#### RECORDS FOR THE EXERCISE
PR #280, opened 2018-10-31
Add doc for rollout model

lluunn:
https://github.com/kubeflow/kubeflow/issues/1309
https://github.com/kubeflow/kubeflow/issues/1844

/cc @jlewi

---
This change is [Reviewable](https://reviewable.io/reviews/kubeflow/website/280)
########
HOW TO COMPLETE THIS TASK: Search the entries for the word "issues". Copy each line where it appears.

WRITTEN RESPONSE:
https://github.com/kubeflow/kubeflow/issues/1309
https://github.com/kubeflow/kubeflow/issues/1844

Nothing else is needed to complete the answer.